** Opening DATA FOR THIS TASK block **

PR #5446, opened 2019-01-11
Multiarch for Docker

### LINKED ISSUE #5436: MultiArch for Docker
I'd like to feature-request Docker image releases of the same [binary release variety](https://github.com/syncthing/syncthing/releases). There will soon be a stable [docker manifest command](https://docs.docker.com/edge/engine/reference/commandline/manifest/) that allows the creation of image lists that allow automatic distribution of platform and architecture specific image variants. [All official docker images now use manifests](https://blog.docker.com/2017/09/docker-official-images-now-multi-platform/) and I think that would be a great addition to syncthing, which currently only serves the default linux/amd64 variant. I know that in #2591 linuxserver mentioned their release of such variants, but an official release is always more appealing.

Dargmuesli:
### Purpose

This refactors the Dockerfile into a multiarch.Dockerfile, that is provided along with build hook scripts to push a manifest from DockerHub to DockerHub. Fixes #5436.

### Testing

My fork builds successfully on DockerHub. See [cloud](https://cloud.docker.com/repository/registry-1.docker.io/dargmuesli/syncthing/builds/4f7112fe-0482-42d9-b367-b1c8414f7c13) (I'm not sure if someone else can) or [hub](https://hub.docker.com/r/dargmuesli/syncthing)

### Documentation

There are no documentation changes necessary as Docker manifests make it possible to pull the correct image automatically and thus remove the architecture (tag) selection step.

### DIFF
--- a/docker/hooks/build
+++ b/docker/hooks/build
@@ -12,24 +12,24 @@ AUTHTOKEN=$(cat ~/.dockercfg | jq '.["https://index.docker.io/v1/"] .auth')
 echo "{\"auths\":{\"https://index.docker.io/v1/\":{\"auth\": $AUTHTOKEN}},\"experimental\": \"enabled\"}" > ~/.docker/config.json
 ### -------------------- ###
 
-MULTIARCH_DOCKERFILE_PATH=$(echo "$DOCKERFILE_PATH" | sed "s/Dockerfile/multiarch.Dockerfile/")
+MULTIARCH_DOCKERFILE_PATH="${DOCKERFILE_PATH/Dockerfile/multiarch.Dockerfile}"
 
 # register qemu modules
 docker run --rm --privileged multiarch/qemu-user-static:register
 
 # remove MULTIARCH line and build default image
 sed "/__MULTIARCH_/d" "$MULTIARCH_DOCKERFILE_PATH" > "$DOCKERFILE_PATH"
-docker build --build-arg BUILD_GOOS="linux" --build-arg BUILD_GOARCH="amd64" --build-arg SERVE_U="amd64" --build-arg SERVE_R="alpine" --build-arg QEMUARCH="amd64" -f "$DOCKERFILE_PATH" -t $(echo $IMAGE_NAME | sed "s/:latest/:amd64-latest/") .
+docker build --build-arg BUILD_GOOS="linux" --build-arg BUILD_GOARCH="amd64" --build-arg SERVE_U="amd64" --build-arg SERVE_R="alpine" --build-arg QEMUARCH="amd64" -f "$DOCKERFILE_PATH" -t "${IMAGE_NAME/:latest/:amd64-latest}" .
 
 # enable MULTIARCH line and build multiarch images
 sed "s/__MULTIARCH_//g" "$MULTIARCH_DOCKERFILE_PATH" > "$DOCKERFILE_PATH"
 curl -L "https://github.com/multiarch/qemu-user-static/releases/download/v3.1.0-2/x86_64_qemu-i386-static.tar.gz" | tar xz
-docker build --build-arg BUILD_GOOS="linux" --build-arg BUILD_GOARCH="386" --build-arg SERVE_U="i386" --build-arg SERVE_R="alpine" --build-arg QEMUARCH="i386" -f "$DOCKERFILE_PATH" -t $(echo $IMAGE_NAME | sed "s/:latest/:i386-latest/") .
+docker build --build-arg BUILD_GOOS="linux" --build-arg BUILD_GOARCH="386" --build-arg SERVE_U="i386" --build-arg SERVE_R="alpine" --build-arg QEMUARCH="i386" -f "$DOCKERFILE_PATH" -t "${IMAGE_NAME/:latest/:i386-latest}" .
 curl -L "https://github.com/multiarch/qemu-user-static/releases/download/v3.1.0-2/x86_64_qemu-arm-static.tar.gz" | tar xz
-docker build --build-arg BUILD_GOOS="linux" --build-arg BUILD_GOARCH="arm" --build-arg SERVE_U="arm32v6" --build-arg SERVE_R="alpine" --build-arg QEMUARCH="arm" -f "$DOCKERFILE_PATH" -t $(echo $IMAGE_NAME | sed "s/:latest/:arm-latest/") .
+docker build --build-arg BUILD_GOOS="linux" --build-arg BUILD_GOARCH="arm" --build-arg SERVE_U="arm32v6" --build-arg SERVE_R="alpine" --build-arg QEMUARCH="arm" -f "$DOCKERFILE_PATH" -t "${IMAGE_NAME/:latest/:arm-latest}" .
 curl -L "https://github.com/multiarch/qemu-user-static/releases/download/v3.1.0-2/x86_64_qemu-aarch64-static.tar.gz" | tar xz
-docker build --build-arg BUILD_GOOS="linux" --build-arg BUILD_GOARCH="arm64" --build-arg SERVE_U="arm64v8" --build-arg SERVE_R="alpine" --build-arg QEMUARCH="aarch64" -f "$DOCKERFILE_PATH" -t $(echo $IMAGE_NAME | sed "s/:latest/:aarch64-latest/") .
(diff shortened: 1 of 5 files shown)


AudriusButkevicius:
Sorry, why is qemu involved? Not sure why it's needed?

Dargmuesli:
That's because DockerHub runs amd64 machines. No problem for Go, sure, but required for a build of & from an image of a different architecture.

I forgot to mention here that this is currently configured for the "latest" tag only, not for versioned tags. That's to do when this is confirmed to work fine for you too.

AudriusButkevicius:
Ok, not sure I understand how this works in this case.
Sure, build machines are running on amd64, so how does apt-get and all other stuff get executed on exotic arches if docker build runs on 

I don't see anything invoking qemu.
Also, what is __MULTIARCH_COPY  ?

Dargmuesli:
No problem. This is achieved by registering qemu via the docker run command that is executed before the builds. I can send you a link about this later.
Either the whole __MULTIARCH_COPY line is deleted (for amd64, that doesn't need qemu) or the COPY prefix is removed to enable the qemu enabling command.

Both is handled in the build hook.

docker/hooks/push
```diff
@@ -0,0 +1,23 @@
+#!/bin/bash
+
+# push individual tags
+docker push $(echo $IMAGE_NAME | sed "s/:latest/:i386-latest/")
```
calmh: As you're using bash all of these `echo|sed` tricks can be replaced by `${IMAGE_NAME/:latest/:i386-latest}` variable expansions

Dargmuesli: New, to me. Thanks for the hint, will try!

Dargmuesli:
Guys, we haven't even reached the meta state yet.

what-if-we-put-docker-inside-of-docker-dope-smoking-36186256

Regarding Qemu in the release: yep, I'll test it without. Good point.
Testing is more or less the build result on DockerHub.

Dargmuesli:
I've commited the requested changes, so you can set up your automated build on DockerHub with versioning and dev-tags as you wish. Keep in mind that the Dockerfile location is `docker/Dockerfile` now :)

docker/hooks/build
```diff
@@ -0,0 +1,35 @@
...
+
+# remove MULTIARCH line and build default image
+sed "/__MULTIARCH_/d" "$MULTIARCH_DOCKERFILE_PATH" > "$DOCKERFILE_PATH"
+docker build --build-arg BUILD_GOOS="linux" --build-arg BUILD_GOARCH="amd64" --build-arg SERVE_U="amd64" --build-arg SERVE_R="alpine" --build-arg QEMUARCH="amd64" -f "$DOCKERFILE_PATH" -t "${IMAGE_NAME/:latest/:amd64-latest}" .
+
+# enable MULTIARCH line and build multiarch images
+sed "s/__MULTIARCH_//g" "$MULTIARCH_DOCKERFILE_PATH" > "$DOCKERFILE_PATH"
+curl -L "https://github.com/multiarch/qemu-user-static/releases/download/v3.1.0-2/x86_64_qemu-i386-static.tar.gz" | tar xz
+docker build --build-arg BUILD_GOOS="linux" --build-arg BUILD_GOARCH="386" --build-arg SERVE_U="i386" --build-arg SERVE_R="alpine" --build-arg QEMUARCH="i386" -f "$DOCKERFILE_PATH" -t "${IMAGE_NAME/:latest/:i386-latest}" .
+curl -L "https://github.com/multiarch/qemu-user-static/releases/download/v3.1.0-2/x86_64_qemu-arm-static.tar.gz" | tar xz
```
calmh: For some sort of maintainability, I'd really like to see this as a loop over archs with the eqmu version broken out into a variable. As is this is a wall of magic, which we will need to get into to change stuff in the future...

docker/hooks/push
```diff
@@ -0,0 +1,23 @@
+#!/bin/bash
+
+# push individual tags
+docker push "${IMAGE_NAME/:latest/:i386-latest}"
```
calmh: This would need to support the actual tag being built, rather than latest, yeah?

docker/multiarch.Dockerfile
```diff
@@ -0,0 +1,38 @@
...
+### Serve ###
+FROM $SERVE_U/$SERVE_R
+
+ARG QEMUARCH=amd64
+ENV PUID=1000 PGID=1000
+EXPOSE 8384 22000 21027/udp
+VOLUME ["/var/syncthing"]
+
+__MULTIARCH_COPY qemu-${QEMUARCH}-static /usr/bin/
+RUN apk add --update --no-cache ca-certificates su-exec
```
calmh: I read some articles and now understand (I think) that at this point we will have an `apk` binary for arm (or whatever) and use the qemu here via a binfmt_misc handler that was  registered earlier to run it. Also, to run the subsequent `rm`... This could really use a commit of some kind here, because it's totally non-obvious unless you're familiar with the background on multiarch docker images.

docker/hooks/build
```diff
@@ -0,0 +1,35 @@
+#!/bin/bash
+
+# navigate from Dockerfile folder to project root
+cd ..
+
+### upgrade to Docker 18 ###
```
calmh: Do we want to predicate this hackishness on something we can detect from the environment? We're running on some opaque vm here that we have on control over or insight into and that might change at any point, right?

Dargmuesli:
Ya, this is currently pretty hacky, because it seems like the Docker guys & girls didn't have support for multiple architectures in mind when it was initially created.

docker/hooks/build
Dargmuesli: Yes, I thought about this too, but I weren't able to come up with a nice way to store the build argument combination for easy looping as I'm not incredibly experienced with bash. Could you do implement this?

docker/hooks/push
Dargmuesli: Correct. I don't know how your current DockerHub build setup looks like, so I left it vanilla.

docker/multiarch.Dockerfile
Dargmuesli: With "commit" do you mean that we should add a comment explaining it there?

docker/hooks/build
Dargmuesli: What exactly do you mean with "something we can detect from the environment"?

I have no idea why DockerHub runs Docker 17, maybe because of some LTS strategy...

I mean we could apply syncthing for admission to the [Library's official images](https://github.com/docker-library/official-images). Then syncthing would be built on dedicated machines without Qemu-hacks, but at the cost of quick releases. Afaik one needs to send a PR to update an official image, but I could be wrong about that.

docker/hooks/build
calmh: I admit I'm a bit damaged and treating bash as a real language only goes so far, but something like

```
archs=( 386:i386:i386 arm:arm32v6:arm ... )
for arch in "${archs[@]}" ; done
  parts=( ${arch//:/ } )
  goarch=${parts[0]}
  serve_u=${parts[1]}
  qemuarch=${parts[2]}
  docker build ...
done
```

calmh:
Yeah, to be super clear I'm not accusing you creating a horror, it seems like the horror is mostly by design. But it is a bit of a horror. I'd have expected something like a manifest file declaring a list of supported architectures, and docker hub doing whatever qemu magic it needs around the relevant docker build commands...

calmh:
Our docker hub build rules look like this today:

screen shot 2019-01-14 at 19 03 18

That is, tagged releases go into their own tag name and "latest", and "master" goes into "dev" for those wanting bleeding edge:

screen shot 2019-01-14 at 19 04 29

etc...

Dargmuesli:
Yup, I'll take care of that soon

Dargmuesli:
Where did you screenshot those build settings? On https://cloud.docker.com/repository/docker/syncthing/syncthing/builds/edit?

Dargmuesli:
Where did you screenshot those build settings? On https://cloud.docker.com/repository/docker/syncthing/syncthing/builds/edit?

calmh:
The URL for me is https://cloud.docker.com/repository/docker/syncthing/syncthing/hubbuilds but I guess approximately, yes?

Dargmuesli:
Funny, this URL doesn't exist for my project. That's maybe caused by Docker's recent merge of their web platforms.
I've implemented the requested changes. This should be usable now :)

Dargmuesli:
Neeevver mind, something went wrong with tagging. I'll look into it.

** Closing DATA FOR THIS TASK block **

WHAT IS EXPECTED:
Each line from the start of the listing through the line with "### LINKED ISSUE #5436: MultiArch for Docker" is to be restated verbatim, both ends included.

SOLUTION:
PR #5446, opened 2019-01-11
Multiarch for Docker

### LINKED ISSUE #5436: MultiArch for Docker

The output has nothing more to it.